● EXERCISE PROMPT
Find the line with "- Tool descriptions". Transcribe it and each later line of the data exactly, up to and including the last.

● THE DATA

PR #617, opened 2025-10-30
AI Playground improvements

deathbyknowledge:
- Since we're streaming as soon as we received the SSE response we'd stop showing the loading indicator. Fixed to show it properly.
- When the assistant called a tool we'd display tool call + result information but show an empty assistant message. Fixed to hide that.
- Tool descriptions can get long so they're collapsable now.
image


whoiskatrin:
Fab! love this

PR #626, opened 2025-11-03
fix: remove url from RequestInfo

mattzcarey:
This broke MCP standard spec and there is no reason to add it upstream.

Use `headers.host` instead for hostname. Helpful for building MCP for the Apps SDK.

### DIFF
--- a/.changeset/kind-hotels-open.md
+++ b/.changeset/kind-hotels-open.md
@@ -1,0 +1,5 @@
+---
+"agents": patch
+---
+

● SOLUTION TO THE PROBLEM
- Tool descriptions can get long so they're collapsable now.
image


whoiskatrin:
Fab! love this

PR #626, opened 2025-11-03
fix: remove url from RequestInfo

mattzcarey:
This broke MCP standard spec and there is no reason to add it upstream.

Use `headers.host` instead for hostname. Helpful for building MCP for the Apps SDK.

### DIFF
--- a/.changeset/kind-hotels-open.md
+++ b/.changeset/kind-hotels-open.md
@@ -1,0 +1,5 @@
+---
+"agents": patch
+---
+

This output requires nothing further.